INPUT RECORDS
PR #4036, opened 2026-08-13
CP-14936: Move Meld buy picker to v2 tokens API, remove remaining full token-list machinery

B0Y3R-AVA:
## Description

**Ticket: [CP-14936](https://ava-labs.atlassian.net/browse/CP-14936)**

Top of the tokenlist stack (**#4035 → #4037 → this**). Adopts the v2 tokens API for the one consumer that genuinely needs enumeration, then deletes every remaining piece of full-catalog machinery. After this PR, `module.getTokens()` and `getNetworkContractTokens` have **zero callers** and no code path anywhere in the app downloads a whole token catalog.

**v2 adoption — Meld buy-flow token picker.** The onramp picker was the last real enumeration consumer (users must be able to pick tokens they don't hold). It now runs on `GET /v2/tokens`: paginated infinite query (200/page, C-Chain + Ethereum), server-side `keyword` search (replacing the client substring filter over a frozen in-memory catalog), exact `address` filter for pasted contract addresses, infinite scroll (new additive `renderListFooter`/`onEndReached` wiring on the shared `ListScreen`/`SelectTokenScreen`), `keepPreviousData` so typing never blanks the list, held tokens merged on top, and Meld supported-currency filtering preserved. The old "build-once" zustand token index (structurally incompatible with server-side search) is deleted.

**`useMeldTokenWithBalance`** now resolves the selected Meld currency held-first, then via a targeted lookup — coverage widens (any EVM chain + SPL, vs. C-Chain/Ethereum + one hardcoded Solana address before), and it exposes `isLoading` so the amount screen shows a spinner instead of a "no balance" flash during the round trip.

**Deleted** (each verified zero references first): `useErc20ContractTokens` / `useCChainContractTokens` / `useEthereumContractTokens` / `useAvalancheErc20ContractTokens`, `useSearchableERC20AndSolanaTokenList`, `getNetworkContractTokens` (the last `module.getTokens()` call site), `isErc20`, the Meld token-index store slices + `useResetMeldTokenList`, and `useSearchableTokenList`'s `tokens` parameter (the CP-14918 short-circuit is now structural).

**Documentation.** New `docs/token-aggregator.md`: the usage policy (never fetch a whole catalog), which endpoint each feature uses, and the concrete reasons the app is not 100% v2 — no batch lookup on v2 (single `address` per request vs. N per lookup POST), no `internalId` resolution on v2 (how cross-chain canonicals like USDC/BTC.b are addressed), and no v2 price/markets endpoints (`lookupWithPrice`, `watchlist/markets` are v1-only). All verified against the live staging aggregator via on-device probes (2026-08-12). Closing those gaps is backend work; the doc lists the revisit triggers.

## Screenshots/Videos

JS-only change. On-device Android verification pending (see Testing); picker screenshots will be attached after the device pass.

## Testing

**Dev Testing**

- Full suite at the stack tip: 367 suites / 4,520 tests passing; real `tsc` (cache cleared) and eslint clean.
- New unit coverage: `useMeldOnrampTokenPool` (30 tests: pool union/dedupe, v2 shape mapping, `chainId` presence for Meld tradability matching, `keepPreviousData`).
- Two independent adversarial review passes + a fix-layer re-review; all Critical/Important findings fixed (notably: unheld v2 tokens failing Meld's `'chainId' in token` tradability check, missing infinite-scroll wiring, and search refetch unmounting the list/keyboard).
- End-state assertion: `rg "module\.getTokens|getNetworkContractTokens|useErc20ContractTokens|useSearchableERC20AndSolanaTokenList|useNetworkContractTokens" app/` → zero hits.
- **Pending**: physical-device smoke pass (Meld picker browse / infinite scroll / server-side search / unheld-token selection, offramp unchanged) — will be run and reported here before this leaves draft.

**QA Testing**

- Buy (Meld): picker must list tokens beyond held balances (e.g. JOE, PNG unheld); scrolling loads more; typing filters server-side without the list flashing away; selecting an unheld token reaches the amount screen; providers/quotes work for it.
- Withdraw (Meld): token list unchanged (held tokens only).
- Add custom token / send / portfolio: unchanged (regression watch from the base PRs).

## Checklist

[CP-14936]: https://ava-labs.atlassian.net/browse/CP-14936?atlOrigin=eyJpIjoiNWRkNTljNzYxNjVmNDY3MDlhMDU5Y2ZhYzA5YTRkZjUiLCJwIjoiZ2l0aHViLWNvbS1KU1cifQ


packages/core-mobile/docs/token-aggregator.md
```diff
@@ -0,0 +1,72 @@
...
+  this — never hand-build these keys.
+- **Lookup entries** carry decimals under `meta.decimals[caip2Id]` and logo
+  under `meta.logoUri`; there is no `contractType`.
+- **v2 token items** have no numeric `chainId` (join
+  `networks[networkCaip2Id].chainId` from the same response), no `color`
+  field, and a nullable `contractType` (null on native rows).
+
+## Revisit when
+
+- Backend ships v2 equivalents for batch lookup (with `internalId`) or
```
gergelylovas, line 69: In general it is fine not to have v2 from everything and as you state it doesn't even have full compatibility. It's intentional. The goal wasn't to switch to V2 for everything but to not use the unpaginated `/v1/tokens` and `/v1/tokenlist` endpoints and avoid fetching the massive token lists. 
In this sense mission accomplished, I don't think at the moment more migration is needed.

packages/core-mobile/app/new/features/meld/components/SelectServiceProvider.tsx
```diff
@@ -58,7 +58,11 @@ export const SelectServiceProvider = ({
     return crytoQuotes && crytoQuotes?.length > 0
   }, [crytoQuotes])
 
-  const token = useMeldTokenWithBalance({ category })
+  // TODO(CP-14936 follow-up): this screen is only reachable after SelectAmount,
```
gergelylovas, line 61: can you please create a ticket for this so we don't forget?

gergelylovas (dismissed):

B0Y3R-AVA:
Closing this in favour of #4039 + #4040, which reach the same goal by a smaller route.

**Why it changed shape.** CP-14934 (#4033) merged while this sat in review, and it rewrote the same Meld picker this PR rewrites — `TokenList`, `useMeldTokenWithBalance`, `SelectAmount`, `SelectToken`. So `useMeldOnrampTokenPool` and `useMeldSupportedCryptoCurrencies` ended up as two competing implementations of one thing, and rebasing would have meant resolving five semantic conflicts in order to then delete the side I'd fought for.

**What decided it.** I measured the input instead of guessing: Meld returns **149** onramp currencies, of which **29** sit on the chains the picker actually scopes to. And `/v1/token/lookup` accepts up to **500** tokens per request, at 241 ms for 500 versus 68 ms for 1 — so the cost is per-request, not per-token.

29 tokens fit in a single request. Pagination, infinite scroll, debounced server-side search and the dual search layer were all sized for a problem that does not exist. That matches your own framing on the doc thread here: the goal was never full v2 adoption, it was to stop fetching the massive lists.

**What shipped instead**

- **#4039** — batches the token-lookup layer so N tokens in a tick cost one request, with no call-site changes. Also fixes a live bug: `ActivityService` sent an unbounded array, so >500 unknown SPL mints got `INVALID_PAYLOAD` and left *every* symbol in that batch as "Unknown".
- **#4040** — points `useMeldContractTokenMap` at a batched lookup and deletes `useErc20ContractTokens`, `useCChainContractTokens`, `useEthereumContractTokens`, `useSolanaTokens` and `getNetworkContractTokens`. `module.getTokens()` is now called nowhere in the app.

Verified on a Pixel 8 Pro: the buy list is **35 rows before and 35 rows after, identical currency codes in identical order**, now resolved by one 27-token request instead of a 53,121-token download.

**Salvaged from here into #4040:** `docs/token-aggregator.md`, plus deleting `isErc20` and the dead `tokens` param on `useSearchableTokenList` — both of which only became dead once the catalog hooks went.

**Your two threads:**
- *`NetworkService.fetchDeBankNetworks`* — filed as CP-14956, with the `caip2Id` backfill and removing the derive-on-miss fallbacks it forced.
- *the v2-coverage doc* — the doc came across to #4040 unchanged; no further v2 migration is planned, per your note.

**Not carried over:** the `ListScreen`/`SelectTokenScreen` pagination wiring, since nothing paginates any more. Copilot's `Number(...) ?? 0` NaN catch is moot — #4033 already replaced that line on `main`.

Branch stays put if we ever want the v2 paginated pool back.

TASK DESCRIPTION
Write down exactly the span of lines above from the one containing "gergelylovas, line 61: can" to the one containing "I'd fought for.", both ends included.

RESPONSE AREA
gergelylovas, line 61: can you please create a ticket for this so we don't forget?

gergelylovas (dismissed):

B0Y3R-AVA:
Closing this in favour of #4039 + #4040, which reach the same goal by a smaller route.

**Why it changed shape.** CP-14934 (#4033) merged while this sat in review, and it rewrote the same Meld picker this PR rewrites — `TokenList`, `useMeldTokenWithBalance`, `SelectAmount`, `SelectToken`. So `useMeldOnrampTokenPool` and `useMeldSupportedCryptoCurrencies` ended up as two competing implementations of one thing, and rebasing would have meant resolving five semantic conflicts in order to then delete the side I'd fought for.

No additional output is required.